Question

Find all solutions of \(y^{\prime}+y \cot x=2 \cos x\) on the interval \((0, \pi)\). Prove that exactly one of these is also a solution on \((-\infty, \infty)\)

Short answer

The general solution to the ODE is given by \(y(x) = \frac{\sin^2(x) + C_1}{\sin(x)}\). There is exactly one solution that is valid on the entire real line, as the solution is undefined at the multiples of \(\pi\) except for \(x = \frac{\pi}{2}\).

Step-by-step solution

Identify the Integrating Factor

The integrating factor (I.F.) is given by the formula: \(I.F. = e^{\int P(x) dx}\). In our case, \(P(x) = \cot(x)\). So, we have: \(I.F. = e^{\int \cot(x) dx}\). Now, we'll find the integrating factor by computing the integral.

Compute the Integral

Integrate \(\cot(x)\) with respect to x: \(e^{\int \cot(x) dx} = e^{\int \frac{\cos(x)}{\sin(x)} dx} = e^{\ln(\sin(x))}\). Now, we can simplify the expression: \(I.F. = e^{\ln(\sin(x))} = \sin(x)\).

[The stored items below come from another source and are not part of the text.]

PR #447, opened 2022-05-30
Port GHA caching from traffic-maker

obrok:
# Description

Splits GHA caching into 3 parts:

  1. The ~/.cargo cache
  2. The ./target cache
  3. The sccache cache along with starting the sccache server

All caches are keyed with cache_version along with a hash of all Cargo.lock files in the project. As a fallback they
take the newest cache with any hash of Cargo.lock files to rebuild from a partial cache in case of a Cargo.lock change.

Thanks to this, we should now correctly cache `target`. Each workflow might generate different contents in `target`, because the workflows compile different things and use or don't `--release`. However, the cache action only allows a single version of the cache under a given key. When caching `target` along with `~/.cargo`, this leads to a race condition where one workflow manages to upload the cache and then all the other workflows need to use this version. However, that version will not contain any of the files that would be useful for those other builds and they will need to rebuild those. Note that if a cache hit occurs, the cache action __wil not__ upload an updated version of that cache at the end.

Additionally, this PR triggers the `unit-test` and `check-excluded-packages` actions on pushes to `main`. This is to build the cache in the context of `main`. Caches are normally isolated per-branch with the exception of the `main` cache being available in other branches. This should lead to the first build of a PR to be fast as well.

## Type of change

- [x] CI config, no code changes

### DIFF
--- a/.github/workflows/build-node-and-runtime.yml
+++ b/.github/workflows/build-node-and-runtime.yml
@@ -19,7 +19,6 @@ jobs:
     runs-on: ubuntu-latest
     env:
       RUST_BACKTRACE: full
-      # SCCACHE_RECACHE: 1 # to clear cache uncomment this, let the workflow run once, then comment it out again
     steps:
       - name: Checkout source code
         uses: actions/checkout@v2
@@ -34,6 +33,9 @@ jobs:
 
       - name: Restore cache
         uses: ./.github/actions/restore-cache
+        with:
+          target_key: release
+          cache_version: v1
 
       - name: Build binary and runtime
         run: cargo build --release -p aleph-node
@@ -73,5 +75,5 @@ jobs:
           if-no-files-found: error
           retention-days: 7
 
-      - name: Stop cache
+      - name: Cleanup cache
         uses: ./.github/actions/post-cache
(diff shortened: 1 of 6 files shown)


maciejzelaszczyk (approved):

.github/workflows/build-node-and-runtime.yml
```diff
@@ -34,6 +33,9 @@ jobs:
 
       - name: Restore cache
         uses: ./.github/actions/restore-cache
+        with:
+          target-key: release
+          cache-version: v1
```
fbielejec, line 38: maybe a comment that clearing the cache is now done via changing the version?

.github/workflows/check-excluded-packages.yml
```diff
@@ -1,7 +1,14 @@
 name: Check excluded packages
 
 on:
-  pull_request
+  pull_request:
```
fbielejec, line 4: I was wondering if we could start triggering this (and other) auxiliary with `path` argument - i.e. on changes in the listed directories? As it stands it will always be triggered

fbielejec (approved):
Good work!

.github/workflows/check-excluded-packages.yml
obrok: Hm, I think I wouldn't go for that. It seems much worse to not build by accident (because the `path` is incorrect) than to build when not needed. I suspect most changes are code-related after all. If we notice that there is a lot of builds that only touch some non-code files we could exclude those files specifically in the future.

Multiply the Integrating Factor

Now, we'll multiply the integrating factor to both sides of the ODE: \(y^{\prime}\sin(x) + y\cot(x)\sin(x) = 2\cos(x)\sin(x)\). This simplifies to: \(y^{\prime}\sin(x) + y\cos(x) = 2\cos(x)\sin(x)\).

Integrate Both Sides

Integrate both sides with respect to x: \(\int\left(y^{\prime}\sin(x) + y\cos(x)\right) dx = \int 2\cos(x)\sin(x) dx\). Observe that the left side is an exact derivative. We can rewrite it as \(\int(d(y\sin(x))) = \int 2\cos(x)\sin(x) dx\). So, we have: \(y\sin(x) = \int 2\cos(x)\sin(x) dx + C\).

Solve for y(x)

Now, we need to solve for y(x). First, we'll compute the integral: \(\int 2\cos(x)\sin(x) dx = \sin^2(x) + C_1\). Next, rewrite the equation for y(x): \(y(x) = \frac{\sin^2(x) + C_1}{\sin(x)}\).

Check for Solution Validity

Let's analyze the solution for the whole real line: If \(\sin(x) = 0\), the solution is undefined. Since we're interested in solutions on \((-\infty, \infty)\), we should check for values at the multiples of \(\pi\). For those values, the left side of the ODE is zero (because \(\sin(x) = 0\)), and the right side is \(\cos(x)\). For the right side to be zero as well, \(\cos(x)\) needs to be 0 for that particular \(x\), otherwise, the solution won't be valid for the whole real line. Only one such value of \(x\) exists at \(x = \frac{\pi}{2}\). Thus, the general solution to the ODE is: \(y(x) = \frac{\sin^2(x) + C_1}{\sin(x)}\), with exactly one solution being also valid on \((-\infty, \infty)\).